> [ABOUT THIS TASK]: Search the entries for the word "class" and copy each line that has it.

> [Dataset entries]:
=== Begin Enclosure ===
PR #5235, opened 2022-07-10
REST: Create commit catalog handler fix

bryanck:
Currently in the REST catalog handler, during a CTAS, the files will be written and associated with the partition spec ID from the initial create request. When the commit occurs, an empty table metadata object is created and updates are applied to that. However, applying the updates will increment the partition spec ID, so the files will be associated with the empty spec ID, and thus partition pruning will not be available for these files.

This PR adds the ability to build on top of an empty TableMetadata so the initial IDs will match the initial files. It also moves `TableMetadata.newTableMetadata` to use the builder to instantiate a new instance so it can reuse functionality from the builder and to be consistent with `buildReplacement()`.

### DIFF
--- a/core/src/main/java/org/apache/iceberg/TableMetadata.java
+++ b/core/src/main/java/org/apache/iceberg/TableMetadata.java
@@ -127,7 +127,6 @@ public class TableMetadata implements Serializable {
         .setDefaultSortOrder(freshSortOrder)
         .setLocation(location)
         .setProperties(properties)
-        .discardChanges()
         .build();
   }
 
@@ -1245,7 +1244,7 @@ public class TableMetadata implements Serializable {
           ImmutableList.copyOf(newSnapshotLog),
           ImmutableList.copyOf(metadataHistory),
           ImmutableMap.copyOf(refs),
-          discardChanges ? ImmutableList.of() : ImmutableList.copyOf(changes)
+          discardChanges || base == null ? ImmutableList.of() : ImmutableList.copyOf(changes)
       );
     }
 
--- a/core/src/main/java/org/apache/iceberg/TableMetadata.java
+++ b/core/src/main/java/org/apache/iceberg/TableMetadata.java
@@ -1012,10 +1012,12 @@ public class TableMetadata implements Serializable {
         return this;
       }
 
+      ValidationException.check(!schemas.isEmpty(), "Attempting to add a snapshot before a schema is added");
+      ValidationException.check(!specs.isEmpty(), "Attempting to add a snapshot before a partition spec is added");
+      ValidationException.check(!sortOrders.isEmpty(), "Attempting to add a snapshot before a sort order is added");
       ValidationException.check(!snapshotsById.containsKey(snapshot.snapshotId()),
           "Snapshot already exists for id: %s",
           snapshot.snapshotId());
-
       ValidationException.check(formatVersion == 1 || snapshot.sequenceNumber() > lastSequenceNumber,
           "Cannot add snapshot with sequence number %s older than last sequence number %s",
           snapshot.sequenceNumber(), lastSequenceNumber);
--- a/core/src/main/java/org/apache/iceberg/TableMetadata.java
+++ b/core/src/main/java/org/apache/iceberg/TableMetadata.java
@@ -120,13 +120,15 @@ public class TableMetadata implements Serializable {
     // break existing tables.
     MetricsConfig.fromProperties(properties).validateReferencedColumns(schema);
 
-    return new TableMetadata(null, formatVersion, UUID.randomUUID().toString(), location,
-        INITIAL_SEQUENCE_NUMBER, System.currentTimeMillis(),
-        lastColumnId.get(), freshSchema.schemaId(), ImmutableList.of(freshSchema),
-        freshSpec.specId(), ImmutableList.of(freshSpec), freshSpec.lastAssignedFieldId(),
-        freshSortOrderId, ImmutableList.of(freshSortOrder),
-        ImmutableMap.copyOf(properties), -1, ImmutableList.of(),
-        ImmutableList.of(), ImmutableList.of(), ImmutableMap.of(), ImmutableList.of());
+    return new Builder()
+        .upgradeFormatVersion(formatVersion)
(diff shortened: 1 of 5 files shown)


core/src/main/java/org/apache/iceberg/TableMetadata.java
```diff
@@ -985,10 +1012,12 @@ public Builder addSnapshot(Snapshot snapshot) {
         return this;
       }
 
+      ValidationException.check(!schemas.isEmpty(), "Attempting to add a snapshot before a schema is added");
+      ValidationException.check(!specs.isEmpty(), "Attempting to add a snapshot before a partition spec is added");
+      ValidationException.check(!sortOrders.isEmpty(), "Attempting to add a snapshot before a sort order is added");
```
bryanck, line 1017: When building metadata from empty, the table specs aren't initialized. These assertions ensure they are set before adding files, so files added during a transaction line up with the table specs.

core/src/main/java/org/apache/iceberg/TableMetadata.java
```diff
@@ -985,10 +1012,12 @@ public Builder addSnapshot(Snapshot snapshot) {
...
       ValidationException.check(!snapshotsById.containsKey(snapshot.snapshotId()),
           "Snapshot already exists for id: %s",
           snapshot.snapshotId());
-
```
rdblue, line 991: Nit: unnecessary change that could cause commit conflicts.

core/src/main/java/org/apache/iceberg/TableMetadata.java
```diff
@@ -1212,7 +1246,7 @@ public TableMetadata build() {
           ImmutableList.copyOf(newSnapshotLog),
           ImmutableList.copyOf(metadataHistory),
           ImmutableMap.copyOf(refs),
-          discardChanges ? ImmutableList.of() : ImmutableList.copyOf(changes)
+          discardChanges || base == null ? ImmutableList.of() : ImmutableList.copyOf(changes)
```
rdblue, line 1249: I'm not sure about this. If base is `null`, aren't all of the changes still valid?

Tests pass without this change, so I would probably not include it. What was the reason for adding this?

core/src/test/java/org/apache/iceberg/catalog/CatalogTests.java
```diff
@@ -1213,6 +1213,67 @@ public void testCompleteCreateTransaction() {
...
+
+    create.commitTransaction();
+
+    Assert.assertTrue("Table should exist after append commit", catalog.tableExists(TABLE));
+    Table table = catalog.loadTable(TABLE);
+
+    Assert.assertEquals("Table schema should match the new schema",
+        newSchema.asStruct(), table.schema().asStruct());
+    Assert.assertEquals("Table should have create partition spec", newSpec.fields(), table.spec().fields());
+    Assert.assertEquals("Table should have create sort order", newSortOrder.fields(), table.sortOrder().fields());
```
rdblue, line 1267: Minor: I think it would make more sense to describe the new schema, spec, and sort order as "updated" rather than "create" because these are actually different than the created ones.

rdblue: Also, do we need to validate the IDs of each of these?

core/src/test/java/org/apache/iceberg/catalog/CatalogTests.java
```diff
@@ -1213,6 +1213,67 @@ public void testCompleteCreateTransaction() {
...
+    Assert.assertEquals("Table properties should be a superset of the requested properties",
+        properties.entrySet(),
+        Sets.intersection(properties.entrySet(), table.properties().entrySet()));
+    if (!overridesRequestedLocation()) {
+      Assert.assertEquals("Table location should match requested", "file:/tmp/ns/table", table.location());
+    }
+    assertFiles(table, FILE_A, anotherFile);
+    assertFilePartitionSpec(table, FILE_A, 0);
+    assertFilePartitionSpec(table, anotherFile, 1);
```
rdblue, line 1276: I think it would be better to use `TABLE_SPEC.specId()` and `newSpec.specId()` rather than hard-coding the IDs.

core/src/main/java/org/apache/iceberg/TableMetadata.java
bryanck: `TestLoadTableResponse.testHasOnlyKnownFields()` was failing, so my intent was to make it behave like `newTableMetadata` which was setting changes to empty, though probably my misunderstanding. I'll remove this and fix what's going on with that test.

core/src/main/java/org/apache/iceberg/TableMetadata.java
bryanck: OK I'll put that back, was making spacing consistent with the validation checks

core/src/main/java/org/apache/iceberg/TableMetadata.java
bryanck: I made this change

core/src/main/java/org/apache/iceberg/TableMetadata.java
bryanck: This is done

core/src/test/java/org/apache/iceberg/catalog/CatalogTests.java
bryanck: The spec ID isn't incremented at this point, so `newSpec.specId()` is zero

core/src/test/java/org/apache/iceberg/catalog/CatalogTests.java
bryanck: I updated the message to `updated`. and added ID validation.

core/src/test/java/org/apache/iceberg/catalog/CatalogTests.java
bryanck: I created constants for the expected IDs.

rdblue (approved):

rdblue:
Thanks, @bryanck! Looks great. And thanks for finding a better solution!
=== End Enclosure ===
=== Begin Enclosure ===
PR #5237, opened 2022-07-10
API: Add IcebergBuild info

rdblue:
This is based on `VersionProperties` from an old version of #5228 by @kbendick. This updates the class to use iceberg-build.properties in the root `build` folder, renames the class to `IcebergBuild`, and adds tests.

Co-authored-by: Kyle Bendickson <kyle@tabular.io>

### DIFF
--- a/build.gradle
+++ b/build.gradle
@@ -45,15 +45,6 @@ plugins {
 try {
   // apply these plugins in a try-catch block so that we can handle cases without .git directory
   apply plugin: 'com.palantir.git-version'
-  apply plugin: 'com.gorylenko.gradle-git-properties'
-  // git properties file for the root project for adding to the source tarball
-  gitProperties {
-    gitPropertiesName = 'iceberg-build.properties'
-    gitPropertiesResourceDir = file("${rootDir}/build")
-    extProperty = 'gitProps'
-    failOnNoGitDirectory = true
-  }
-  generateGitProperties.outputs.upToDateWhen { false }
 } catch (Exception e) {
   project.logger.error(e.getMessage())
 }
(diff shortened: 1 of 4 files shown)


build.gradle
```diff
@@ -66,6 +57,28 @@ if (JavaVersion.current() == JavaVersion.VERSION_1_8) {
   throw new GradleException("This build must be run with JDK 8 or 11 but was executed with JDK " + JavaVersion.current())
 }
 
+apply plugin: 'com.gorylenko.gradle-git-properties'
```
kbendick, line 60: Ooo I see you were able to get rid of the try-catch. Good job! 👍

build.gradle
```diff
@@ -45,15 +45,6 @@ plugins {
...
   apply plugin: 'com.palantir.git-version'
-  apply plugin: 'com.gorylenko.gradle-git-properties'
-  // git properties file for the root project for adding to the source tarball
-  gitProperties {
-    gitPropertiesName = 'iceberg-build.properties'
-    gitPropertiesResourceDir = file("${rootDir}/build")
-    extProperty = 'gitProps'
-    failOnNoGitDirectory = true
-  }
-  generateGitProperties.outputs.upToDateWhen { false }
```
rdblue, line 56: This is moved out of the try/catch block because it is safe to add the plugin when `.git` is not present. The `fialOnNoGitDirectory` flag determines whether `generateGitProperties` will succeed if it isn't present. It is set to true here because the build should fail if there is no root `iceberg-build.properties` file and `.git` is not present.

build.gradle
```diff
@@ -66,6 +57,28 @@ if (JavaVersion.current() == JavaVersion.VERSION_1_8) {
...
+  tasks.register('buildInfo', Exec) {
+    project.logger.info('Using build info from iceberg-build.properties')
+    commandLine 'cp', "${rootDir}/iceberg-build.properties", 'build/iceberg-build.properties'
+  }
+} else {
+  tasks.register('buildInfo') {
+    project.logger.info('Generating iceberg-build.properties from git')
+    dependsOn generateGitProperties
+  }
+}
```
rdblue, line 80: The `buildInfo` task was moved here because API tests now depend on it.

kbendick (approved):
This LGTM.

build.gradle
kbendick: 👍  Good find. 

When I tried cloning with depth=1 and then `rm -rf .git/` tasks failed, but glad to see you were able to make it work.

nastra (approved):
=== End Enclosure ===
> [EXERCISE ANSWER]:
@@ -127,7 +127,6 @@ public class TableMetadata implements Serializable {
@@ -1245,7 +1244,7 @@ public class TableMetadata implements Serializable {
@@ -1012,10 +1012,12 @@ public class TableMetadata implements Serializable {
@@ -120,13 +120,15 @@ public class TableMetadata implements Serializable {
This is based on `VersionProperties` from an old version of #5228 by @kbendick. This updates the class to use iceberg-build.properties in the root `build` folder, renames the class to `IcebergBuild`, and adds tests.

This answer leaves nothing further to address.